Monday 23 April 2007

Brocklebank Banchor


After the death of our German Pointer, Hunter, just over two weeks ago, the plan was to wait until later in the year before acquiring another dog. HOWEVER - last week an advertisement appeared in the local rag: Yellow labrador, 7 months old, needs re-homing (for good reasons.) Tim went to look and was impressed. (I'd say 'smitten' actually.) Sam, as he's known familiarly, has a very superior pedigree. (For labrador officianados, he's from the Drakeshead line of champion working dogs.)
He'd had a somewhat checkered career in his brief life, having been sold on by the initial owners to the people we bought him from. They, apparently, wanted to use him as a stud dog eventually, then changed their minds and decided to sell him. Thankfully, he seems not to have been too traumatised. He's friendly and eager to please - a little timid but clearly extremely happy to be here. One picture shows him in the indoor 'kennel' he has selected for himself - the knee-hole of Tim's desk, clutching the chew which is SUPPOSED to discourage him from chewing anything else! It's not the most convenient place from Tim's point of view, but he's managing. Note that the other picture proves that, once again, I've failed in my attempts to keep dogs off quilts. (Labs like to be comfortable.)
Later this year, another dog will probably join Sam as company for him - if another one as delightful, and as delightfully easy to live with, as Sam can be found.

Love in the Time of Cholera

Love in the Time of Cholera by Gabriel Garcia Marquez

Is love a sickness? Certainly, in the case of Florentino Ariza, it is: a morbid, life-long sickness. The vast sweep of this book, in both temporal and psychological terms, makes it difficult to summarise in any meaningful way. The narrative begins with what is in effect a long introduction, culminating in the death of one of the main characters. We are then taken back over the preceding fifty-year-long story of the convoluted relations between Dr. Juvenal Urbino, his wife Fermina Daza and the complex and enigmatic Florentino Ariza.

Thomas Pynchonheads his review of this book The Heart's Eternal Vow, which is as good a summation of Florentino's situation as any. (http://www.themodernword.com/pynchon/pynchon_essays_cholera.html)
But his is not the only heart, or the only eternal vow, which Marquez scrutinizes.

Pynchon begins: ‘….love is strange. As we grow older it gets stranger, until at some point mortality has come well within the frame of our attention, and there we are, suddenly caught between terminal dates while still talking a game of eternity.’
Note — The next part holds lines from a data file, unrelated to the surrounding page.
PR #2539, opened 2024-12-12
Protobuf: ensure protoc and swift-protobuf is up-to-date

leandroalonso:
While updating our protobuf files I noticed that a lot of changes were being reverted. After talking to the team I realized my libraries were completely outdated.

This PR ensures protoc and swift-protobuf are updated before updating the files.

## To test

1. Run `make update_proto` pointing to the correct pocket-casts-sync-api path in your machine
2. Check that `Sendable` stuff is not removed
3. Run `protoc --version`
4. Output should be `libprotoc 29.1`
5. Run brew upgrade swift-protobuf
6. Output should have `Warning: swift-protobuf 1.28.2_1 already installed`

## Checklist

### DIFF
--- a/scripts/update_proto.sh
+++ b/scripts/update_proto.sh
@@ -13,5 +13,6 @@ then
     exit 1
 fi
 
+brew upgrade protobuf
 protoc --swift_out=./Modules/Server/Sources/PocketCastsServer/Private/Protobuffer --proto_path=$API_BASE_FOLDER/ $API_BASE_FOLDER/api.proto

Love in the Time of Cholera has been described as ‘an anatomy’ of love. Underlying the whole narrative is the unspoken question ‘What is love?’; possible answers come in a bewildering variety, but always elusive, tentative. It is this Proustian exploration of complexity, of acceptance of the impossibility of saying the last word, which makes the book so satisfying (to me, at least!) Pynchon summarises it by saying that ‘it could be argued that this is the only honest way to write about love, that without the darkness and the finitude there might be romance, erotica, social comedy, soap opera -- all genres, by the way, that are well represented in this novel -- but not the Big L.’

The whole context of the story is one of wars and pestilence, played out in the steamy climate of a post-colonial Carribbean city.

Dr. Urbino and Fermina Daza are married in an initially loveless marriage, contracted because she was of the age when it was expected that girls of her class would marry and he was ‘a good catch’; and, on his side, because he sought the stability and confirmation of social standing which marriage brought, and she was beautiful and accomplished. But mutual dependence, the need for security, grows into one of the many forms of love which are described throughout the narrative, although not without cost to Fermina; all the various limitations and frustrations of her life come pouring out one day, when she shouts at her husband: “You don’t know how unhappy I am” , to which his response is to ‘burden her with the weight of his unbearable wisdom’, saying: “Always remember the most important thing in a good marriage is not happiness, but stability.”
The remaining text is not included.